| name | prune-cruft |
| description | Surface and remove code that does not earn its keep — unnecessary memoization or caching, redundant type checks and casts, dead or unused code, over-engineered abstractions, and premature/unmeasured optimizations — in any language or framework. Use when the user wants to simplify a file or codebase, audit for cruft, cut needless memoization (useMemo/useCallback/React.memo, computed, lru_cache, hand-rolled caches), find dead code, drop redundant type guards, or asks "is this over-engineered" / "is this premature optimization". |
Prune Cruft
Cut code that does not earn its keep. Default is the simplest code that solves the problem; anything more must justify itself with a real, current reason.
Glossary
- Cruft — code present without a current reason: unused, redundant, defensive past the point of need, or optimized for a non-problem.
- Earned its keep — has a real, current caller; a measured perf win; or a documented invariant. Hypothetical futures do not count.
- Load-bearing — removing it breaks something a real caller depends on today.
- Deletion test — imagine deleting it; if complexity vanishes it was a pass-through, if complexity reappears across callers it earned its keep.
Categories
Each category has a detail file with heuristics and do/don't examples.
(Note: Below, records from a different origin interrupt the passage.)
PR #305, opened 2020-03-03
feat: add NoResultsComponent to charts

etr2460:
🏆 Enhancements
Introduces new behavior for when no queryData is passed to a Superset Chart. Currently this never happens because Superset renders it's own error message, but this will be used in the future once we allow the backend to return empty query data as valid data.

Test plan:
Add new storybook examples and unit tests

Message on a small chart:
Screen Shot 2020-03-03 at 11 32 21 AM

Message on a large chart:
Screen Shot 2020-03-03 at 11 32 13 AM

### DIFF
--- a/packages/superset-ui-chart/src/components/NoResultsComponent.tsx
+++ b/packages/superset-ui-chart/src/components/NoResultsComponent.tsx
@@ -1,0 +1,45 @@
+import React, { CSSProperties, useMemo } from 'react';
+
+const MESSAGE_STYLES: CSSProperties = { maxWidth: 800 };
+const TITLE_STYLES: CSSProperties = { fontSize: 20, fontWeight: 'bold', paddingBottom: 8 };
+const BODY_STYLES: CSSProperties = { fontSize: 16 };
+
+const generateContainerStyles: (
+  height: number | string,
+  width: number | string,
+) => CSSProperties = (height: number | string, width: number | string) => ({
+  alignItems: 'center',
+  display: 'flex',
+  flexDirection: 'column',
+  height,
+  justifyContent: 'center',
+  padding: 16,
+  textAlign: 'center',
+  width,
+});
+
+type Props = {
+  className?: string;
+  height: number | string;
+  id?: string;
+  width: number | string;
+};
+
+const NoResultsComponent = ({ className, height, id, width }: Props) => {
+  const containerStyles = useMemo(() => generateContainerStyles(height, width), [height, width]);
+
+  return (
+    <div className={className} id={id} style={containerStyles}>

Read the relevant file before classifying a finding. Examples lean on TypeScript/React because that is where this cruft is most epidemic, but every category applies to any language.
- Unnecessary memoization — a memo or cache (
useMemo/useCallback/React.memo, Vue computed, a lru_cache, a hand-rolled Map) without a real referential-stability or measured perf reason. See MEMOIZATION.md.
- Redundant type checks — runtime guards the type system already proves, double null checks, defensive
?. on non-nullable values, casts restating inference, double validation of already-validated data. See TYPE-NARROWING.md.
- Dead / unused code — exports, files, branches, params, flags, translation keys, enum members with no current consumer. See DEAD-CODE.md.
- Over-engineering — premature abstraction, single-implementation interfaces, factories of one, wrapper functions, options no caller flips, ports without a second adapter, unmeasured micro-optimizations. See OVER-ENGINEERING.md.
Principles
- Default to inline. Reach for a helper, wrapper, or abstraction only when removing it concentrates real complexity (deletion test).
- Types are guards too. If the type system already proves the case impossible, the runtime check is noise — and it lies about the contract.
- Measure before optimizing. No memoization, cache, or micro-opt without a measured runtime/CPU problem.
- One caller is not a pattern. Configurable knobs and ports need at least two real callers; rule-of-three for extraction.
- Pruning removes, it does not redesign. If a finding wants a new abstraction, escalate to
improve-codebase-architecture instead.
Process
1. Scope
Confirm what to scan: a file, a directory, a feature slice, or the whole app. Do not boil the ocean — pick a bounded surface so findings stay reviewable.
2. Scan
Walk the scope and tag findings against the four categories. For each candidate record:
- Where — file + line range
- Category — memoization / type-narrowing / dead-code / over-engineering
- Why it is cruft — concrete reason, not vibes — cite the heuristic from the detail file
- Risk if removed — none / low / needs callsite check / load-bearing
When a finding is ambiguous, prefer "needs callsite check" over deleting blind. For dynamic lookups, generated code, and cross-package exports, verify across the whole codebase (every app/package in a monorepo), not just the current file.
3. Present findings
Group by category, highest confidence first. Use this shape per finding:
- File —
@absolute/path:start-end
- Smell — one line
- Proposed change — what to delete or replace with
- Reasoning — which heuristic from the category file applies
- Verification — typecheck / lint / test command, or "visual check on route X"
Do NOT bulk-apply yet. Ask the user which findings to action, or if they want a category swept at once.
4. Apply, then verify
Apply approved changes minimally — prefer deletion over rewrites, single-line edits over refactors. After each cluster:
- Run the project's typecheck or build (e.g.
tsc --noEmit, cargo check, go build, mypy).
- Run lint / formatter on touched files.
- Run any tests that cover the touched modules.
- For UI changes, name the route(s) the user should re-click.
If a deletion breaks types, do NOT add casts to silence it — that is just relocating cruft. Fix the contract or revert the deletion.
5. Stop conditions
Stop when:
- Remaining findings are load-bearing or contested.
- A change would require redesigning a module — escalate to
improve-codebase-architecture.
- The user signals enough.
Never invent new abstractions while pruning. Never weaken or delete tests to make a deletion typecheck — that hides regressions instead of preventing them.